Sure did mate although I didn't go mad this time, I didn't take any pictures of anything in particular that I bought but let's just say I utilised the two suitcase allowance......

Visited gmblack3 (Bryan) and picked up some top tips on the KBM and also secured some pads to try out with my DA.........:thumb:

VPicked up a fair few Waffle Weave Drying Towels, Plush Drying Towels, Glass Cleaning Cloths, a few Megs Products, Applicator Pads and a funky toy for cleaning windscreens that will be seen in my next thread, works a treat.......:thumb:



Race Valeting said:


> where's Jules..... top work as usual


Sorry to disappoint, she was working when I did this Astra........



georgeandpeppa said:


> cracking job,if you did get any goodies back from usa where did you get them from? going out there in 2 days


There are a few easily accessible places to go and I always go to them all first before going back to get the best bargains. You need to head to Biglots, Pepboys, Autozone and Walmart and you will have plenty to choose from but for more specific items then you will need to order online.......:thumb:

Where you heading?



The Cueball said:


> Quality work as usual... looks much better......I hope the owner was pleased?
> 
> 2 things from me:
> 
> ...


Thanks for the comment mate.......:wave:

Owner was pleased and I do like doing black cars.........

Number plates can be sourced via Whizzer for a very competitive price.......:thumb:



chunkytfg said:


> Great report as usual although i'm sure there will be some dissapointed readers


Catch '22' I guess, I get some stick for putting up some 'jokey' pics of Jules and then I get stick when I don't put pics up........

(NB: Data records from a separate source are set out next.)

PR #91399, opened 2023-08-31
Add late binding lookup in VB.NET for COM objects

### LINKED ISSUE #90541: Visual Basic late binding failure on COM objects
### Description

When a COM object is used (through an interop assembly) in Visual Basic, late binding can fail in two cases:

1.  If the object has been cast to a plain Object type.
2.  If the object implements more than one interface (e.g. InterfaceA and InterfaceB). If the object is declared as InterfaceA, late binding will fail on a property that is defined on InterfaceB.

This problem shows up in .NET 7 and .NET 8 preview 7. It is a regression from .NET Framework behavior.
The problem does not show up in C# when doing late binding on the dynamic type.

### Reproduction Steps

Problem 1 can be shown with Microsoft Excel COM Interop.

The attached Visual Studio solution demonstrates problems 1 and 2. It contains a COM server and .NET test projects. Details are in the README.md file.
[ATLTest563.zip](https://github.com/dotnet/runtime/files/12338706/ATLTest563.zip)

### Expected behavior

On the Windows OS, late binding on COM objects works the same as in the .NET Framework.

### Actual behavior

Late binding fails under the conditions decribed above (more details in the README.md file).

### Regression?

It is a regression from .NET Framework 4.8 (and previous versions of .NET Framework).

It is probably not a regression from previous releases of .NET Core.
Problem 1 has been [reported previously](https://github.com/dotnet/runtime/issues/66847) in .NET 5.

### Known Workarounds

The workaround is to use early (compile-time) binding. 
That workaround is fine for new code, but there is a lot of existing late-binding code in .NET Framework written against the Autodesk Inventor API by Inventor customers. We want to provide a seemless upgrade path for the authors of that code.

### Configuration

.NET 7, and .NET 8 preview 7.
Windows 10
x64 or x86

### Other information

_No response_

AaronRobinsonMSFT:
Add back support for COM late-binding in VisualBasic

Fixes #90541

### DIFF
--- a/src/libraries/Microsoft.VisualBasic.Core/src/Microsoft/VisualBasic/CompilerServices/NewLateBinding.vb
+++ b/src/libraries/Microsoft.VisualBasic.Core/src/Microsoft/VisualBasic/CompilerServices/NewLateBinding.vb
@@ -269,21 +269,21 @@ Namespace Microsoft.VisualBasic.CompilerServices
 
         <RequiresUnreferencedCode(LateBindingTrimMessage)>
         Private Shared Function InternalLateIndexGet(
-                ByVal Instance As Object,
-                ByVal Arguments() As Object,
-                ByVal ArgumentNames() As String,
-                ByVal ReportErrors As Boolean,
-                ByRef Failure As ResolutionFailure,
-                ByVal CopyBack As Boolean()) As Object
+                ByVal instance As Object,
+                ByVal arguments() As Object,
+                ByVal argumentNames() As String,
+                ByVal reportErrors As Boolean,
+                ByRef failure As ResolutionFailure,
+                ByVal copyBack As Boolean()) As Object
 
-            Failure = ResolutionFailure.None
+            failure = ResolutionFailure.None
 
-            If Arguments Is Nothing Then Arguments = NoArguments
-            If ArgumentNames Is Nothing Then ArgumentNames = NoArgumentNames
+            If arguments Is Nothing Then arguments = NoArguments
+            If argumentNames Is Nothing Then argumentNames = NoArgumentNames
 
-            Dim baseReference As Container = New Container(Instance)
+            Dim baseReference As Container = New Container(instance)
             If baseReference.IsCOMObject And Not baseReference.IsWindowsRuntimeObject Then
-                Return LateBinding.LateIndexGet(Instance, Arguments, ArgumentNames)
+                Return LateBinding.LateIndexGet(instance, arguments, argumentNames)
             End If
 
             'An r-value expression o(a) has two possible forms:
@@ -293,10 +293,10 @@ Namespace Microsoft.VisualBasic.CompilerServices
             If baseReference.IsArray Then
                 'This is an array lookup o(a).
 
-                If ArgumentNames.Length > 0 Then
-                    Failure = ResolutionFailure.InvalidArgument
+                If argumentNames.Length > 0 Then
+                    failure = ResolutionFailure.InvalidArgument
 
-                    If ReportErrors Then
+                    If reportErrors Then
                         Throw New ArgumentException(SR.Argument_InvalidNamedArgs)
                     End If
 
@@ -304,21 +304,21 @@ Namespace Microsoft.VisualBasic.CompilerServices
                 End If
 
                 ' Initialize the copy back array to all ByVal
-                ResetCopyback(CopyBack)
-                Return baseReference.GetArrayValue(Arguments)
+                ResetCopyback(copyBack)
+                Return baseReference.GetArrayValue(arguments)
             End If
 
             'This is a default member access o.d(a), which is a call to method "".
             Return CallMethod(
                        baseReference,
                        "",
-                       Arguments,
-                       ArgumentNames,
+                       arguments,
+                       argumentNames,
                        NoTypeArguments,
-                       CopyBack,
+                       copyBack,
                        BindingFlagsInvokeMethod Or BindingFlagsGetProperty,
-                       ReportErrors,
-                       Failure)
+                       reportErrors,
+                       failure)
         End Function
 
         <RequiresUnreferencedCode(LateBindingTrimMessage)>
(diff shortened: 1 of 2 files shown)


src/libraries/Microsoft.VisualBasic.Core/src/Microsoft/VisualBasic/CompilerServices/NewLateBinding.vb
```diff
@@ -265,19 +269,22 @@ Namespace Microsoft.VisualBasic.CompilerServices
 
         <RequiresUnreferencedCode(LateBindingTrimMessage)>
         Private Shared Function InternalLateIndexGet(
-                ByVal instance As Object,
```
agocke, line 268: Shouldn't these be lower case?

AaronRobinsonMSFT: A majority of the VB code is upper case for locals. I was just trying to follow the most recent style. Happy to update them if that is appropriate.

src/libraries/Microsoft.VisualBasic.Core/src/Microsoft/VisualBasic/CompilerServices/NewLateBinding.vb
```diff
@@ -47,6 +47,10 @@ Namespace Microsoft.VisualBasic.CompilerServices
                 baseReference = New Container(Instance)
             End If
 
+            If baseReference.IsCOMObject And Not baseReference.IsWindowsRuntimeObject Then
```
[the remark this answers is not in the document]
AaronRobinsonMSFT: I don't think so. Since the API was there, I wanted to call it and let the more knowledgable people in this area speak up. Happy to remove it.

src/libraries/Microsoft.VisualBasic.Core/src/Microsoft/VisualBasic/CompilerServices/NewLateBinding.vb
cston: Consider reverting the uppercase changes. It looks like a significant fraction of the locals in this file still use lowercase, and it would be good to limit the diffs to just essential changes.

src/libraries/Microsoft.VisualBasic.Core/src/Microsoft/VisualBasic/CompilerServices/NewLateBinding.vb
```diff
@@ -927,6 +942,18 @@ Namespace Microsoft.VisualBasic.CompilerServices
...
+                Try
+                    LateBinding.InternalLateSet(Instance, Type, MemberName, Arguments, ArgumentNames, OptimisticSet, CallType)
+                    If (RValueBase And Type.IsValueType) Then
```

On this occasion Jules was working but don't worry she will be back.......:thumb:



orienteer said:


> Mr B21 :wave:
> 
> Car put back good as new, as usual. I agree normal cars are much more interesting than soft-covered garage bound Ferraris, save them for a good caning on Top Gear :devil:
> 
> ...


Thanks for the comment Ian.......:wave:

To be honest it's OK but I won't be buying it again, sometimes you just have to use up what you have bought or sell it on so I am using this up so I can get back to using Z7, which I use on my own motor........:thumb:



gmblack3 said:


> Excellent work Baker!
> 
> Yes something is missing.


Thanks Bryan and I hope all is well, Mum tells me the weather hasn't been so good since I left?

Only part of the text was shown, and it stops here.